■ **Task**:
Return the data that follows exactly, with each line intact.
***** Dataset content
PR #447, opened 2024-02-27
Allow memory pressure control in`DataPlaneResources2`

pentschev:
## Description
Allow memory pressure control in`DataPlaneResources2` via a maximum number of remote descriptors registered and add multithreaded test to verify completion despite blocking behavior of registration thread.

## Checklist

### DIFF
--- a/cpp/mrc/src/internal/data_plane/data_plane_resources.cpp
+++ b/cpp/mrc/src/internal/data_plane/data_plane_resources.cpp
@@ -391,7 +391,13 @@ uint64_t DataPlaneResources2::register_remote_decriptor(
 {
     auto object_id = get_next_object_id();
     remote_descriptor->encoded_object().set_object_id(object_id);
-    m_remote_descriptor_by_id[object_id] = remote_descriptor;
+    {
+        std::unique_lock lock(m_remote_descriptors_mutex);
+        m_remote_descriptors_cv.wait(lock, [this] {
+            return m_remote_descriptor_by_id.size() < m_max_remote_descriptors;
+        });
+        m_remote_descriptor_by_id[object_id] = remote_descriptor;
+    }
     return object_id;
 }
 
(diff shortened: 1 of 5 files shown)


cpp/mrc/src/internal/data_plane/data_plane_resources.cpp
```diff
@@ -415,11 +421,20 @@ void DataPlaneResources2::decrement_tokens(remote_descriptor::RemoteDescriptorDe
...
+                m_remote_descriptor_by_id.erase(dec_message->object_id);
+            }
+            m_remote_descriptors_cv.notify_one();
         }
     }
 }
 
+void DataPlaneResources2::set_max_remote_descriptors(uint64_t max_remote_descriptors)
+{
+    m_max_remote_descriptors = max_remote_descriptors;
```
mdemoret-nv, line 435: If this can change while the tool is running, we probably need a `m_remote_descriptors_cv.notify_all();` to check any waiters.

cpp/mrc/src/internal/data_plane/data_plane_resources.hpp
```diff
@@ -219,6 +223,10 @@ class DataPlaneResources2
 
     void decrement_tokens(remote_descriptor::RemoteDescriptorDecrementMessage* dec_message);
 
+    uint64_t m_max_remote_descriptors{std::numeric_limits<uint64_t>::max()};
+    std::mutex m_remote_descriptors_mutex{};
+    std::condition_variable m_remote_descriptors_cv{};
```
mdemoret-nv, line 228: To be compatible with the rest of MRC, change these to use their `boost` counterparts: `boost::fibers::mutex` and `boost::fibers::condition_variable`. They should be functionally equivalent and work exactly the same if there is only one executing fiber.

mdemoret-nv (approved):
Looks good. Only two small changes and we can merge this.

cpp/mrc/src/internal/data_plane/data_plane_resources.cpp
pentschev: Makes sense, done in https://github.com/nv-morpheus/MRC/pull/447/commits/ba9be708fe523917954d0302155e95672c14c753, also add a test parameter to test for this condition as well in https://github.com/nv-morpheus/MRC/pull/447/commits/33aa01ca9bbe9c11b91bbe3b2e9db7771f596b01 .

cpp/mrc/src/internal/data_plane/data_plane_resources.hpp
pentschev: Ah yes, sorry for that, fixed in https://github.com/nv-morpheus/MRC/pull/447/commits/112790fdd9cfdb1ae08b9583feed0e6bba79ab1f .

mdemoret-nv (approved):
**********
■ **Task solution**:
PR #447, opened 2024-02-27
Allow memory pressure control in`DataPlaneResources2`

pentschev:
## Description
Allow memory pressure control in`DataPlaneResources2` via a maximum number of remote descriptors registered and add multithreaded test to verify completion despite blocking behavior of registration thread.

## Checklist

### DIFF
--- a/cpp/mrc/src/internal/data_plane/data_plane_resources.cpp
+++ b/cpp/mrc/src/internal/data_plane/data_plane_resources.cpp
@@ -391,7 +391,13 @@ uint64_t DataPlaneResources2::register_remote_decriptor(
 {
     auto object_id = get_next_object_id();
     remote_descriptor->encoded_object().set_object_id(object_id);
-    m_remote_descriptor_by_id[object_id] = remote_descriptor;
+    {
+        std::unique_lock lock(m_remote_descriptors_mutex);
+        m_remote_descriptors_cv.wait(lock, [this] {
+            return m_remote_descriptor_by_id.size() < m_max_remote_descriptors;
+        });
+        m_remote_descriptor_by_id[object_id] = remote_descriptor;
+    }
     return object_id;
 }
 
(diff shortened: 1 of 5 files shown)


cpp/mrc/src/internal/data_plane/data_plane_resources.cpp
```diff
@@ -415,11 +421,20 @@ void DataPlaneResources2::decrement_tokens(remote_descriptor::RemoteDescriptorDe
...
+                m_remote_descriptor_by_id.erase(dec_message->object_id);
+            }
+            m_remote_descriptors_cv.notify_one();
         }
     }
 }
 
+void DataPlaneResources2::set_max_remote_descriptors(uint64_t max_remote_descriptors)
+{
+    m_max_remote_descriptors = max_remote_descriptors;
```
mdemoret-nv, line 435: If this can change while the tool is running, we probably need a `m_remote_descriptors_cv.notify_all();` to check any waiters.

cpp/mrc/src/internal/data_plane/data_plane_resources.hpp
```diff
@@ -219,6 +223,10 @@ class DataPlaneResources2
 
     void decrement_tokens(remote_descriptor::RemoteDescriptorDecrementMessage* dec_message);
 
+    uint64_t m_max_remote_descriptors{std::numeric_limits<uint64_t>::max()};
+    std::mutex m_remote_descriptors_mutex{};
+    std::condition_variable m_remote_descriptors_cv{};
```
mdemoret-nv, line 228: To be compatible with the rest of MRC, change these to use their `boost` counterparts: `boost::fibers::mutex` and `boost::fibers::condition_variable`. They should be functionally equivalent and work exactly the same if there is only one executing fiber.

mdemoret-nv (approved):
Looks good. Only two small changes and we can merge this.

cpp/mrc/src/internal/data_plane/data_plane_resources.cpp
pentschev: Makes sense, done in https://github.com/nv-morpheus/MRC/pull/447/commits/ba9be708fe523917954d0302155e95672c14c753, also add a test parameter to test for this condition as well in https://github.com/nv-morpheus/MRC/pull/447/commits/33aa01ca9bbe9c11b91bbe3b2e9db7771f596b01 .

cpp/mrc/src/internal/data_plane/data_plane_resources.hpp
pentschev: Ah yes, sorry for that, fixed in https://github.com/nv-morpheus/MRC/pull/447/commits/112790fdd9cfdb1ae08b9583feed0e6bba79ab1f .

mdemoret-nv (approved):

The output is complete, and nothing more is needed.